Este trecho mostra como o grupo foi pressionado, ao longo dos três anos que levou para produzir um novo espetáculo após o sucesso de O Príncipe Constante. A condição de companhia financiada pelo Estado gerava essa demanda por parte das autoridades que monitoravam o grupo. E, como comentou Grotowski nas últimas aulas que deu no Collège de France em 1998, a estreia de Apocalypsis cum Figuris causou um grande escândalo, provocando reações negativas tanto de autoridades do regime, quanto de autoridades da Igreja Católica, dividindo os espectadores em dois grupos bem opostos: os fãs, geralmente jovens, que “criaram um tipo de culto em torno do espetáculo” (Grotowski apud Sodré, 2014SODRÉ, Celina.
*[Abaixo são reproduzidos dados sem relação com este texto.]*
PR #926, opened 2024-09-30
feat(slot-reservations): support SlotReservationsFull event

### LINKED ISSUE #931: feat(slot-reservations): support `SlotReservationsFull` event
Supports the `SlotRervationsFull` contract event.

Subscribes to the `SlotReservationsFull` event in the sales module. When emitted, the slot is removed from the slot queue.

emizzle:
Closes #931.

This is being implemented as part of a [longer list of tasks for slot reservations](https://github.com/codex-storage/codex-pm/issues/45) to prevent PRs from being too large.

Subscribes to the `SlotReserverationsFull` contract event. Once the event is triggered, the slot is removed from the node's slot queue.

### DIFF
--- a/codex/contracts/market.nim
+++ b/codex/contracts/market.nim
@@ -307,6 +307,17 @@ method subscribeSlotFreed*(market: OnChainMarket,
     let subscription = await market.contract.subscribe(SlotFreed, onEvent)
     return OnChainMarketSubscription(eventSubscription: subscription)
 
+method subscribeSlotReservationsFull*(
+  market: OnChainMarket,
+  callback: OnSlotReservationsFull): Future[MarketSubscription] {.async.} =
+
+  proc onEvent(event: SlotReservationsFull) {.upraises:[].} =
+    callback(event.requestId, event.slotIndex)
+
+  convertEthersError:
+    let subscription = await market.contract.subscribe(SlotReservationsFull, onEvent)
+    return OnChainMarketSubscription(eventSubscription: subscription)
+
 method subscribeFulfillment(market: OnChainMarket,
                             callback: OnFulfillment):
                            Future[MarketSubscription] {.async.} =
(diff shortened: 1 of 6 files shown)


AuHau (approved):
LGTM, but have a question. 

Is it possible we have already running agent when this event is emitted? I guess it is possible but it should be "fast run" in a sence that the agent should reach fast either Downloading state (when it makes reservation), or Ignored state. I guess this would get more pressing issue once we implement expanding window, because then the node will have to wait before it will be able to make the reservation... WDYT?

emizzle:
I'm not sure I understand. What do you mean by "fast run"? Once the slot is reserved, the agent goes straight to downloading the data.

If the event is emitted while the agent is in the `SlotReserving` state, the call to `reserveSlot` should fail and it will go to `SaleErrored` with the error `Reservation not allowed`:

Jerzy Grotowski : artesão dos comportamentos humanos metacotidianos. 2014. Tese (Doutorado em Teatro) - Rio de Janeiro, Programa de Pós-Graduação em Teatro, Universidade Federal do Estado do Rio de Janeiro (UNIRIO), 2014., p. 250) e a comunidade polonesa católica escandalizada e ofendida com a montagem.

Esses são alguns exemplos concretos - quase todos ocorridos ainda na década de 1960 - de como o contexto político interferiu diretamente na trajetória do grupo e de como não foi fácil lidar com o Olho específico, com a censura e com o forte controle governamental direto ou indireto no ambiente de um regime ditatorial.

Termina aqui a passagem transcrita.